Правда, теперь ему приходится усидчиво работать, чтобы углубить свое знание немецкого языка, но зато в этих журналах он находит столько нужных материалов, даже схемы минирования дорог, мостов и железнодорожных путей, которые так необходимы.

Находчивость и работоспособность прокладывают ему дорогу в школу подхорунжих; но все же ему с большим трудом удается убедить командование 8-й роты, что в свои четырнадцать лет он может быть принят в эту школу. Наконец выносится решение: принять в качестве вольного слушателя! Пусть даже сдает экзамены, но с назначением в отряд должен будет подождать. Возражения обоснованы: в школу подхорунжих принимают с восемнадцати лет.

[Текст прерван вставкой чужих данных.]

PR #4386, opened 2023-02-17
fix(web2): construct the net properties from scratch instead of using old data

marcellorinaldo:
This PR fixes a regression that was introduced in some previous PR.

**Related Issue:** N/A.

**Description of the solution adopted:** The properties for the network configuration service are created from zero, instead of starting from the last cached properties object. In this way we prevent the UI from sending unconsistent values. There is still a problem on the Network Configuration Service nm implementation: the Configuration Service merges the properties found on the snapshot prior sending them to the component. Some further checks need to be performed there.

**Screenshots:** N/A.


marcellorinaldo:
Screenshot 2023-02-17 at 11 25 52

PR fails due to CI not being able to access Kura project on Sonar

mattdibi:
LGTM

Tested on RPi with:
image

The log confirms that the config sent is what we expect:
image


As already mentioned the Configuration Service merges the properties found on the snapshot prior sending them to the component and thus, in the attached screenshots, you'll see the `gateway` property updated even though it was not sent from the GUI.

Тогда он решает: «Раз по окончании школы подхорунжих мне не дадут конкретного назначения, буду и дальше оставаться во взводе „Вестерплятте“. Но никто не должен об этом знать, даже Зенек!..»

Год 1943. Окончание коммерческого училища. Основное механическое училище на площади Трех Крестов, работа на немецком электромеханическом заводе на Повисле. Первые контакты с рабочей молодежью и сознание того, что большинство тех, с кем он вместе работает, уже вовлечены в подпольную деятельность.

Ему пятнадцать лет, и неважно, к какой подпольной организации, к какой группировке принадлежат его товарищи. Важно, что они думают так же, как он, что они ненавидят гитлеровцев, что подвергают себя опасности во имя одного и того же дела. Важно то, что сосед по станку, чумазый Метек, дня через два совместной работы скажет ему доверительно:

— Берегись вон того мастера, он шпик! — и понимающе подмигнет. А потом сообщит:

— Этому и вот этому можешь доверять, это свои люди…

На заводе изготавливают предохранители, муфты, соединения и электрооборудование для немецких самолетов. И за это завод дает своим рабочим так называемый «хороший аусвайс» — документ, к которому с уважением относятся жандармы во время облав и проверок. Аусвайс облегчает передвижение по городу, и Збышека это очень устраивает. Меньше устраивает его работа на немцев. Но он вскоре убеждается, что многие работают здесь не только ради аусвайса; что на этом немецком заводе втайне изготавливаются автоматы и пистолеты и что делают это — с огромным риском — подчас такие же, как и он, мальчишки.

Сознание риска возбуждает, распаляет воображение. А военная организация продолжает во всем ограничивать молодых парнишек! Они становятся все более нетерпеливыми. Столько происходит вокруг них — и все без их участия! Гитлеровцы свирепеют: стены домов ежедневно краснеют немецкими плакатами с именами расстрелянных поляков; почти каждый день на какой-нибудь из варшавских улиц раздаются залпы карательных взводов, а по городу проносятся, воя сиренами, машины с немецкими жандармами. Тюрьма Павяк переполнена, по ночам слышен стук пулеметов в развалинах бывшего гетто, ползут страшные слухи об истязаниях на аллее Шуха… И постоянно распространяются по Варшаве сведения о смелых акциях солдат подполья: отбиты заключенные на Медовой улице; совершено нападение на байк и вывезено 100 миллионов злотых — вся контрибуция, которую немцы наложили на жителей Варшавы; подразделение СА, маршировавшее по Уяздовским Аллеям, забросали гранатами и о многих других действиях…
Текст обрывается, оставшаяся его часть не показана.